Nashville Student Movement
Nashville, Tennessee, the “Athens of the South,” was a racist as any southern city, and planning for sit-ins was underway there, even before sit-ins broke out in Greensboro, North Carolina on February 1, 1960. Rev. James Lawson had been holding nonviolent direct action workshops with Nashville students, and in the fall of 1959, they began testing segregation by sending integrated teams to downtown department stores. “We met weekly for much of September, October, November,” Rev. Lawson remembered. “We tried to give people a fairly good view of nonviolence, and we mixed that with role-playing of various kinds.” Diane Nash, one of the movement’s student leaders, explained, “In our nonviolent workshops, we had decided to be respectful of the opposition, and try to keep issues geared towards desegregation, not get sidetracked.”
Nonviolent efforts would lead to Nashville becoming one of the first southern cities to desegregate its public facilities. And the Nashville movement also provided SNCC with some of its earliest leaders, among them John Lewis who later became SNCC chairman and Diane Nash a legendary nonviolent warrior.
Nashville was home to four Historically Black Colleges: American Baptist Theological Seminary, Fisk University, Meharry Medical College, and Tennessee Agricultural & Industrial. Similar to other campus SNCC affiliates, students at these HBCUs were leaders in challenging segregation and building the foundation to the southern freedom struggle. The events in Greensboro reinforced the determination of the already organized Nashville students, and after those sit-ins, about one-hundred students formed the Nashville Student Movement targeting segregated institutions such as Grants, Walgreens, Greyhound, and Trailways.
They quickly became targets of racist violence. On February 27th, John Lewis remembered, “A group of young white men came in and they started pulling and beating primarily the young women. They put lighted cigarettes down their backs, in their hair, and they were really beating people. In a short time police officials came in and placed all of us under arrest, and not a single member of the white group, the people that were opposing our sit-in, was arrested.” The students were charged with “Disorderly Conduct.” They refused to pay bail, electing to serve time in jail as a continuation of their protest. “We feel that if we pay these fines we would be contributing to, and supporting, the injustice and immoral practices that have been performed in the arrest and conviction of the defendants,” stated Diane Nash. “Jail-no-bail” was also adopted by other student protestors in the South who were getting arrested for their direct action efforts challenging segregation, though never widely.

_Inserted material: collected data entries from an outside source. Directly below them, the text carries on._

PR #13397, opened 2020-11-14
Create job that fails build if gutenberg-mobile submodule hash changes

mchowning:
WIP

This is a job we could turn on and off as appropriate to prevent changes to the gb-mobile submodule hash from being updated on `develop` when a gb-mobile release is in process.

To test:

PR submission checklist:

### DIFF
--- a/.circleci/config.yml
+++ b/.circleci/config.yml
@@ -555,7 +555,7 @@ jobs:
               curl "$url" | jq '.base.ref' | tr -d '"'
             )
 
-            if [ -z "$target_branch" ] || [ "$target_branch" != 'develop' ]; then
+            if [ "$target_branch" != 'develop' ]; then
               echo "Not targeting develop branch. No need to run gutenberg submodule check."
               exit 0
             fi
--- a/.circleci/config.yml
+++ b/.circleci/config.yml
@@ -1,6 +1,7 @@
 orbs:
   # Using 1.0 of the Orbs means it will use the latest 1.0.x version from https://github.com/wordpress-mobile/circleci-orbs
   android: wordpress-mobile/android@1.0
+  jq: circleci/jq@2.2.0
   git: wordpress-mobile/git@1.0
   bundle-install: toshimaru/bundle-install@0.3.1
   slack: circleci/slack@3.4.2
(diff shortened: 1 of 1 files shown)


mchowning:
It feels like we would need a "global" variable we could change on circle ci to control whether this job is active (i.e., whether it fails if there is a submodule change). I don't think we could use a variable defined within this repo for that because nothing would prevent someone from merging code where the job was deactivated (i.e., code they branched off of develop when a gb-mobile release was not in testing) to develop at a later point in time, when the gb-mobile release is being tested.

We could use set a [project-wide environment variable](https://circleci.com/docs/2.0/env-vars/#setting-an-environment-variable-in-a-project) in circle ci (or perhaps use a variable in a circleci context) to globally activate/deactivate this job, but that's adding more process to the releases, which is obviously not ideal. If we [updated the environment variable via an API call though](https://circleci.com/docs/api/v2/#operation/createEnvVar), that might not be so bad. We could just add it to our release scripts. 🤔

mchowning:
Thinking about this some more, one weakness of this approach would be that CI doesn't have to run right before the PR is merged. For example, someone could open a PR on day 1, not get approvals until day 14, and then merge the PR, with CI only having been run on day 1. From a practical standpoint, this seems pretty unlikely though since pretty much any PR that updates the gb-mobile submodule hash would be doing so immediately after a gb-mobile PR merge, which would mean that this PR would need to be updated with the merged gb-mobile hash before it could be merged. Still, this does seem like a weakness for any CI-based approach.

aforcier:
This is a great idea @mchowning. If flagging the builds to fail has some kinks to work out/might add more process to the release, we could consider a simpler interim solution of a Peril message on all PRs that update the gutenberg-mobile submodule reference.

The message might be something like 'This PR is updating the gutenberg-mobile submodule reference. Please make sure you're aware of \[gutenberg-mobile's independent release timeline](link-to-release-process-doc).'. Folks doing a release/targeting the right branch can just ignore it, but it would warn occasional contributors and the like that they might be missing something.

We do something like this for subtrees: there's a message on all PRs modifying the `utils` (and I believe `login`) subtrees with a prompt to sync your changes to the remote, like this:

https://github.com/wordpress-mobile/WordPress-Android/pull/13352#issuecomment-725012460

mchowning:
> we could consider a simpler interim solution of a Peril message on all PRs that update the gutenberg-mobile submodule reference.

I like your idea @aforcier . 👍  It's easier to implement and maintain, less fragile, and may be all we need to prevent most, if not all, of these issues. And if we find out down the road that we really do need a stronger guard against changes to the submodule hash, we can always take another look at having CI block PRs.

Any thoughts @hypest , @cameronvoell , @ceyhun ?

hypest:
> Any thoughts @hypest 

My personal pref is to go for a blocking mechanism so people have less things to read, remember, or pay attention to. Also, it can help the release wranglers worry about one thing less (uncoordinated merges) while the editor code freeze is in progress.

I understand that the solution in this PR is not bullet proof yet so, I wouldn't mind a simpler one (like the idea for a Peril nudge) so we don't turn this into a whole project at this point (since not many incidents have happened so far).

ceyhun:
I agree with moving forward with a Peril message on the PR for now. Later on maybe we can leverage the [milestones data from gutenberg-mobile](https://api.github.com/repos/wordpress-mobile/gutenberg-mobile/milestones) and `due_on` field to check if a release is going on and fail the job like @jd-alexander mentioned before.

mchowning:
Closing this since it is no longer relevant due to the fact that we have [dropped the use of the submodule for the Gutenberg dependency](https://github.com/wordpress-mobile/WordPress-Android/pull/14175).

When CORE halted their Freedom Rides due to violence the next year, Nashville students decided to continue the effort. They voted Diane Nash as their coordinator. She like most of the Nashville students believed that if violence stopped the rides “the impressions would have been given that whenever a movement starts, all that has to be done [to stop it] is that you attack it.” Few in SNCC were as committed to nonviolence as the Nashville leadership, and they influenced a number of SNCC direct action campaigns. By putting their bodies on the line to bring attention to the racist violence that existed in America, and by being among the first to leave school and work full-time for SNCC, the Nashville students pioneered a new commitment from young people that advanced Black struggle and social change.
Sources
Charles E. Cobb, Jr., On the Road to Freedom: A Guided Tour of the Civil Rights Trail (Chapel Hill, Algonquin Books, 2008), 313-323.
David Halberstam, The Children (New York, Random House 1998).
Interview with Diane Nash by Blackside, Inc., November 12, 1985, Eyes on the Prize, Henry Hampton Collection, Washington University.
Nashville Student Movement (1960-1964), Civil Rights Movement Veterans Website.